DATA EXTRACTS Start Marker

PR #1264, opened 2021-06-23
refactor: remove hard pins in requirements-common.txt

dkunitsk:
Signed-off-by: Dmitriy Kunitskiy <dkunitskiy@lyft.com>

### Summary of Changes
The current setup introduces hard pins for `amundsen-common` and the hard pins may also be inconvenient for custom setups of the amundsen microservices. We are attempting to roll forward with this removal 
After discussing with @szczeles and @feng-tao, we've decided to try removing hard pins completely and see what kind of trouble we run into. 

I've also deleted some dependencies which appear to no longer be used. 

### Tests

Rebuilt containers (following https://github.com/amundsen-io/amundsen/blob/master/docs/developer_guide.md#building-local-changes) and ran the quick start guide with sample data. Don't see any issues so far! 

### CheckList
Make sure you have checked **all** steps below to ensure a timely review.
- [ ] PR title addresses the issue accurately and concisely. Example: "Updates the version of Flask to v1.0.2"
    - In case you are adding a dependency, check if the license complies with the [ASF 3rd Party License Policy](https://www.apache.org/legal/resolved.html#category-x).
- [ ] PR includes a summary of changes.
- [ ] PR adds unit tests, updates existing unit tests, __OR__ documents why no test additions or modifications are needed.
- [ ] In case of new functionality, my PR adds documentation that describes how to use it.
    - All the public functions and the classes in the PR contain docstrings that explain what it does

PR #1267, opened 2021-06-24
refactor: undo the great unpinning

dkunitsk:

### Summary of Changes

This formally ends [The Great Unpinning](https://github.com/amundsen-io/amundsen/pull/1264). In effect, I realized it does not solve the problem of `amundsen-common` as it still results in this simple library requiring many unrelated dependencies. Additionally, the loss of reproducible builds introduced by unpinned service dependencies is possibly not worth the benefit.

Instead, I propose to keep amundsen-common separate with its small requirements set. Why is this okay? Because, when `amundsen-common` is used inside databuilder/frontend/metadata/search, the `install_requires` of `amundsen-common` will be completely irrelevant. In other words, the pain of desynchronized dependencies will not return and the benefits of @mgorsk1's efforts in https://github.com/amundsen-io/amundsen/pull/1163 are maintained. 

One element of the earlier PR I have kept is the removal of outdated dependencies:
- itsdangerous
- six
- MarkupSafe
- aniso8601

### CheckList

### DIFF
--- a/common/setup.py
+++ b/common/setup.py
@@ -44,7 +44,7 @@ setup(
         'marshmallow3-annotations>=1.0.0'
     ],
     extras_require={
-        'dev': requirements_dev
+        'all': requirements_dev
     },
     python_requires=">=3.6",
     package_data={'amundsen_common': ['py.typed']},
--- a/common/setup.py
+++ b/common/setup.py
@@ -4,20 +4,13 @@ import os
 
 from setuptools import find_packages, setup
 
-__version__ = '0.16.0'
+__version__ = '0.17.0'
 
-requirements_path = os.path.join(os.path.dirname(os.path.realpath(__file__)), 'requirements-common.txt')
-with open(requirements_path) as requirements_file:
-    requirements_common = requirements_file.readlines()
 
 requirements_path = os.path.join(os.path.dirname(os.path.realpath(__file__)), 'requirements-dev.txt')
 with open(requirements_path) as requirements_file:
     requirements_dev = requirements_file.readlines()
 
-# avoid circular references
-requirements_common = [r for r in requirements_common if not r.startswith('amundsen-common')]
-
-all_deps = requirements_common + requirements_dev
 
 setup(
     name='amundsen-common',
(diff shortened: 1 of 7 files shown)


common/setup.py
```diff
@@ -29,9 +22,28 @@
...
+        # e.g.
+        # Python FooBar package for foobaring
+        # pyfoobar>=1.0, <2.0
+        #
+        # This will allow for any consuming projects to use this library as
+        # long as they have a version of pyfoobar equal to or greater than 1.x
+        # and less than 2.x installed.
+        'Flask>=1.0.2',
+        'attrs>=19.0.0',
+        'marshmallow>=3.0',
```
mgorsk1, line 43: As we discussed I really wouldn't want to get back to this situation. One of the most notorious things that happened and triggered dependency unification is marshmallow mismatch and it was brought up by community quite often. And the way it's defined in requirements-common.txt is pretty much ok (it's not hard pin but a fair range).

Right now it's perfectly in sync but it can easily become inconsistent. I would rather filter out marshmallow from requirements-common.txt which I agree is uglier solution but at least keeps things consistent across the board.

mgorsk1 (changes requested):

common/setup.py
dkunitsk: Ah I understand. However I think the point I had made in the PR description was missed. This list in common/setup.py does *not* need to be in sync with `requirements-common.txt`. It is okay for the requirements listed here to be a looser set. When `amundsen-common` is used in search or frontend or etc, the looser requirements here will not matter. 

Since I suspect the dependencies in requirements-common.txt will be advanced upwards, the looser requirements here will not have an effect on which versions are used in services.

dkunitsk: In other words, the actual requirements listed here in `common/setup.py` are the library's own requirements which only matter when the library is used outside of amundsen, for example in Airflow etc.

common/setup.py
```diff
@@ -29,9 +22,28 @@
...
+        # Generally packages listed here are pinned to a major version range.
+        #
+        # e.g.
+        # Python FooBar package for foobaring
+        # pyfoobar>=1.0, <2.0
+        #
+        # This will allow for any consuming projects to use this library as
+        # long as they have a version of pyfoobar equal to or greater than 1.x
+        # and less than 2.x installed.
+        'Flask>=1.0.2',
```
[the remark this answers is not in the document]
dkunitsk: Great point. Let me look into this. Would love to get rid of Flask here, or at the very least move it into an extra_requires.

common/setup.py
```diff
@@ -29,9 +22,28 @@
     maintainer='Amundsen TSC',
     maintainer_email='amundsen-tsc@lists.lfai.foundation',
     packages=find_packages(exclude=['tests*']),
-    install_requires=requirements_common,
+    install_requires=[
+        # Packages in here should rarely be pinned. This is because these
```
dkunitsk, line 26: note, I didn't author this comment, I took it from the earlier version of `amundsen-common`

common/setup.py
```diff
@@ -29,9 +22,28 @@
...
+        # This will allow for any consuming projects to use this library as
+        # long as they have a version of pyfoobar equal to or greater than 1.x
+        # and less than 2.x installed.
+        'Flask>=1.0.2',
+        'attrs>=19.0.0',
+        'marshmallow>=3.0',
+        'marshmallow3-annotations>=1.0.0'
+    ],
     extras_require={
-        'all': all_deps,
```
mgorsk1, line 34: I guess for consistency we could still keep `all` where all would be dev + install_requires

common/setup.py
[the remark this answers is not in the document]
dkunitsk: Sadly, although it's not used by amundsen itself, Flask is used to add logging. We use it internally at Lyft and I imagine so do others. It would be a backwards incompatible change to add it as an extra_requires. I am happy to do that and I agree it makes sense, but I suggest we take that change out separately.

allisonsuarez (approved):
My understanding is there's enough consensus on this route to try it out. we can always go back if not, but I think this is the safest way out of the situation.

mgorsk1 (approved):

DATA EXTRACTS End Marker

▸ **TASK DETAILS**
Using the listing above, state the number of lines that hold "refactor", with no other text.

▸ **ANSWER TO THIS EXERCISE**
2